• Dataset extract:
· · · · ·

PR #2478, opened 2023-01-10
Lib/csharp: Better standardized std_vector.i and std_array.i

emmenlau:
This is a minor change that should mostly affect the whitespaces. I compared `std_vector.i` and `std_array.i` for csharp and found that the two files are closely related, yet different. Therefore I tried to unify and standardize the two files against each other, to help with maintenance. Is that reasonable?

### DIFF
--- a/Lib/csharp/std_array.i
+++ b/Lib/csharp/std_array.i
@@ -6,37 +6,47 @@
  * The C# wrapper is made to look and feel like a C# System.Collections.Generic.IReadOnlyList<> collection.
  * ----------------------------------------------------------------------------- */
 
-%{
-#include <algorithm>
-#include <array>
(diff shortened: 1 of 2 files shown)


wsfulton:
Addressed all the issues in 20f7309. Note that I removed the added constructor in this pull request as it broke the test-suite with:
```
../../../../../Examples/test-suite/csharp/cpp11_std_array_runme.cs(11,16): error CS0121: The call is ambiguous between the following methods or properties: `cpp11_std_arrayNamespace.ArrayInt6.ArrayInt6(System.Collections.ICollection)' and `cpp11_std_arrayNamespace.ArrayInt6.ArrayInt6(System.Collections.Generic.IEnumerable<int>)'
```

PR #2479, opened 2023-01-10
Lib/csharp: Resolve a few warnings about unused parameters

emmenlau:
This is a minor PR. There are some methods that lead to generated code where a parameter is unused. When compiled with pedantic compiler settings, this leads to a warning or error.
This PR declares the additional parameter `self` as optional (or unused).


wsfulton:
`$self` should be used instead of `self`. I'll correct and merge shortly.

PR #2492, opened 2023-01-26
[Python] Avoid unused parameter self warning

jschueller:
Avoids lots of warnings on regular functions (with gcc / -Wall -Wextra), like:
```
/home/schueller/projects/swig-cmake-example/build/CMakeFiles/openturns.dir/openturnsPYTHON_wrap.cxx:4632:47: warning: unused parameter 'self' [-Wunused-parameter]
SWIGINTERN PyObject *_wrap_Mesh_run(PyObject *self, PyObject *args) {
```

there is an instruction that uses the "self" argument only with the -builtin swig flag, so the condition must be inverted:
```
res1 = SWIG_ConvertPtr(self, &argp1,SWIGTYPE_p_OT__Mesh, 0 |  0 );
```

to reproduce: https://github.com/jschueller/swig-cmake-example (configure with cmake -DCMAKE_CXX_FLAGS="-Wall -Wextra")

fixes https://github.com/swig/swig/commit/7cb2f46e06fef59a3fe2fb5283bc31326a091f8a

cc @ojwb

### DIFF
--- a/Source/Modules/python.cxx
+++ b/Source/Modules/python.cxx
@@ -2814,7 +2814,7 @@ public:
       Printv(f->def, linkage, wrap_return, wname, "(PyObject *self, PyObject *args, PyObject *kwargs) {", NIL);
     }
 
-    if (builtin) {
+    if (!builtin) {
       /* Avoid warning if the self parameter is not used. */
       Append(f->code, "(void)self;\n");
     }


ojwb:
It'd be much more helpful to have a reproducer that just uses my existing built SWIG source tree, and didn't require me to have to check out and build another SWIG tree (while dealing with cmake's deficiencies).

I don't think the condition is inverted as the point of the original PR (#801) was to address unused warnings with `-builtin`, so the patch here doesn't seem right.  I could believe we want to unconditionally emit `(void)self;` though.

jschueller:
fair enough, it can be reproduced on the class example:
```
$ cd Examples/python/class
$ swig -c++ -python example.i
$ g++ example_wrap.cxx -Wall -Wextra -I /usr/include/python3.10/ -c
example_wrap.cxx: In function 'PyObject* _wrap_delete_Shape(PyObject*, PyObject*)':
example_wrap.cxx:3307:51: warning: unused parameter 'self' [-Wunused-parameter]
 3307 | SWIGINTERN PyObject *_wrap_delete_Shape(PyObject *self, PyObject *args) {
```

ojwb:
Thanks - rereading the original PR more thoroughly it seems `-builtin` was only mentioned in a comment by wsfulton:

> From what I can make out, you are trying to squash these warnings for -builtin where self is sometimes used in the wrapper function and sometimes not

I don't think that's actually right, but led to me getting the condition reversed in my change.

Just trying all the examples and testsuite with `CXXFLAGS='-Werror=unused' SWIGOPT=-builtin` with your change applied - I'm seeing some errors (promoted from warnings), but none for `self` so far.

ojwb:
That looked good so merged, and added `CHANGES.current` entry in 1ee9af51.

I think this should probably go in 4.1.2 so I've set the milestone and assigned @wsfulton.  Doesn't seem to be a way to reopen though...

PR #2493, opened 2023-01-26
[Python] Always define SwigMethods_proxydocs

jschueller:
This reverts #2222 as now with 4.1 I get:
error: use of undeclared identifier 'SwigMethods_proxydocs'


jschueller:
nvm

· · · · ·

• Your assignment: Reproduce every line of the material exactly.

• Written response:
PR #2478, opened 2023-01-10
Lib/csharp: Better standardized std_vector.i and std_array.i

emmenlau:
This is a minor change that should mostly affect the whitespaces. I compared `std_vector.i` and `std_array.i` for csharp and found that the two files are closely related, yet different. Therefore I tried to unify and standardize the two files against each other, to help with maintenance. Is that reasonable?

### DIFF
--- a/Lib/csharp/std_array.i
+++ b/Lib/csharp/std_array.i
@@ -6,37 +6,47 @@
  * The C# wrapper is made to look and feel like a C# System.Collections.Generic.IReadOnlyList<> collection.
  * ----------------------------------------------------------------------------- */
 
-%{
-#include <algorithm>
-#include <array>
(diff shortened: 1 of 2 files shown)


wsfulton:
Addressed all the issues in 20f7309. Note that I removed the added constructor in this pull request as it broke the test-suite with:
```
../../../../../Examples/test-suite/csharp/cpp11_std_array_runme.cs(11,16): error CS0121: The call is ambiguous between the following methods or properties: `cpp11_std_arrayNamespace.ArrayInt6.ArrayInt6(System.Collections.ICollection)' and `cpp11_std_arrayNamespace.ArrayInt6.ArrayInt6(System.Collections.Generic.IEnumerable<int>)'
```

PR #2479, opened 2023-01-10
Lib/csharp: Resolve a few warnings about unused parameters

emmenlau:
This is a minor PR. There are some methods that lead to generated code where a parameter is unused. When compiled with pedantic compiler settings, this leads to a warning or error.
This PR declares the additional parameter `self` as optional (or unused).


wsfulton:
`$self` should be used instead of `self`. I'll correct and merge shortly.

PR #2492, opened 2023-01-26
[Python] Avoid unused parameter self warning

jschueller:
Avoids lots of warnings on regular functions (with gcc / -Wall -Wextra), like:
```
/home/schueller/projects/swig-cmake-example/build/CMakeFiles/openturns.dir/openturnsPYTHON_wrap.cxx:4632:47: warning: unused parameter 'self' [-Wunused-parameter]
SWIGINTERN PyObject *_wrap_Mesh_run(PyObject *self, PyObject *args) {
```

there is an instruction that uses the "self" argument only with the -builtin swig flag, so the condition must be inverted:
```
res1 = SWIG_ConvertPtr(self, &argp1,SWIGTYPE_p_OT__Mesh, 0 |  0 );
```

to reproduce: https://github.com/jschueller/swig-cmake-example (configure with cmake -DCMAKE_CXX_FLAGS="-Wall -Wextra")

fixes https://github.com/swig/swig/commit/7cb2f46e06fef59a3fe2fb5283bc31326a091f8a

cc @ojwb

### DIFF
--- a/Source/Modules/python.cxx
+++ b/Source/Modules/python.cxx
@@ -2814,7 +2814,7 @@ public:
       Printv(f->def, linkage, wrap_return, wname, "(PyObject *self, PyObject *args, PyObject *kwargs) {", NIL);
     }
 
-    if (builtin) {
+    if (!builtin) {
       /* Avoid warning if the self parameter is not used. */
       Append(f->code, "(void)self;\n");
     }


ojwb:
It'd be much more helpful to have a reproducer that just uses my existing built SWIG source tree, and didn't require me to have to check out and build another SWIG tree (while dealing with cmake's deficiencies).

I don't think the condition is inverted as the point of the original PR (#801) was to address unused warnings with `-builtin`, so the patch here doesn't seem right.  I could believe we want to unconditionally emit `(void)self;` though.

jschueller:
fair enough, it can be reproduced on the class example:
```
$ cd Examples/python/class
$ swig -c++ -python example.i
$ g++ example_wrap.cxx -Wall -Wextra -I /usr/include/python3.10/ -c
example_wrap.cxx: In function 'PyObject* _wrap_delete_Shape(PyObject*, PyObject*)':
example_wrap.cxx:3307:51: warning: unused parameter 'self' [-Wunused-parameter]
 3307 | SWIGINTERN PyObject *_wrap_delete_Shape(PyObject *self, PyObject *args) {
```

ojwb:
Thanks - rereading the original PR more thoroughly it seems `-builtin` was only mentioned in a comment by wsfulton:

> From what I can make out, you are trying to squash these warnings for -builtin where self is sometimes used in the wrapper function and sometimes not

I don't think that's actually right, but led to me getting the condition reversed in my change.

Just trying all the examples and testsuite with `CXXFLAGS='-Werror=unused' SWIGOPT=-builtin` with your change applied - I'm seeing some errors (promoted from warnings), but none for `self` so far.

ojwb:
That looked good so merged, and added `CHANGES.current` entry in 1ee9af51.

I think this should probably go in 4.1.2 so I've set the milestone and assigned @wsfulton.  Doesn't seem to be a way to reopen though...

PR #2493, opened 2023-01-26
[Python] Always define SwigMethods_proxydocs

jschueller:
This reverts #2222 as now with 4.1 I get:
error: use of undeclared identifier 'SwigMethods_proxydocs'


jschueller:
nvm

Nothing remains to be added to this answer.